Characteristics of a research articles

Research Databases and Articles

Research Databases contain articles that are stored digitally and are organized so as to allow users to search multiple journals simultaneously.

A scholarly research article:

It must be original research conducted by the authors of the research article, who ran surveys, conducted experiments, collected data, or otherwise gathered material on their own or with a team of researchers.

Confirm that it is a scholarly article.  It should be published in a scholarly journal and not a newspaper or popular magazine. The authors should be experts in the field and not journalists. The article must have a reference list. If the article does not have these elements it is not scholarly, and it cannot be a research article.

The abstract often has clues. Look for a sentence that says something like “this study examines…” or “we did research to find…” Such statements indicate that the author probably conducted original research.

A research article is different than a "literature review" article, which is a compilation and critical evaluation of material that has been previously published. 
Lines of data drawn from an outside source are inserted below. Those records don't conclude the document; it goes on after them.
Issue #460, opened 2019-07-24
Implement .create() method on files API to allow creating file(s) without uploading


eventh:
**Describe the solution you'd like**
The CDF API allows you to create a file with metadata, and not upload anything. The SDK should enable the same work flow, by making the path argument optional.

**Additional context**
The use case for this feature is that it enables us to create files with metadata, and later upload the content, so we can separate these two steps.

greenbech:
This is sort of blocking me, so I can try to come up with a PR for this

erlendvollset:
@HMEiding We have this on our backlog for the upcoming sprimt, @HMEiding will submit a PR.

eventh:
Great, I'm on vacation so didn't have time to fix it myself :)

eventh:
@erlendvollset @HMEiding did you guys create this?

PR #478, opened 2019-08-06
Allow file creation without uploading a file

greenbech:
This PR implements what’s described in #460 

The interface for creating a file without uploading content is done by setting this first argument in `FilesAPI.upload` to `None`. I first thought it would be better/cleaner to make `path` an optional argument (as described in the issue), but that would be a breaking change.

The test only checks if no exception occurs. Should maybe add a more thorough test?

### DIFF
--- a/cognite/client/_api/files.py
+++ b/cognite/client/_api/files.py
@@ -287,7 +287,9 @@ class FilesAPI(APIClient):
         """Upload a file
 
         Args:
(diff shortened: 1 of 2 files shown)


erlendvollset:
This is not how we want to solve this, we want to have a .create() method which will be more consistent with the other APIs. There is already another PR open on this, #478. We have this task on our backlog for the upcoming sprint, so I will close this PR.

Elements of a Research Article

Elements of a Research Article

Research articles are a specific type of scholarly, peer-reviewed article. They typically follow a particular format and include specific elements that show how the research was designed, how the data was gathered, how it was analyzed, and what the conclusions are. Sometimes these sections may be labeled a bit differently, but these basic elements are consistent:

Abstract: A brief, comprehensive summary of the article, written by the author(s) of the article.This abstract must be part of the article, not a summary in the database. Abstracts can appear in secondary source articles as well as primary source.

Introduction: This introduces the problem, tells you why it’s important, and outlines the background, purpose, and hypotheses the authors are trying to test. The introduction comes first, just after the abstract, and is usually not labeled.

Methods: Tells the reader describes in details how the research was conducted, and may be subdivided into subsections describing Materials, Apparatus, Subjects, Design, and Procedures.

Results: Summarizes the data and describes how it was analyzed. It should be sufficiently detailed to justify the conclusions. Sometimes called "Findings." 

Discussion: The authors explain how the data fits their original hypothesis, state their conclusions, and look at the theoretical and practical implications of their research. Sometimes called "Analysis."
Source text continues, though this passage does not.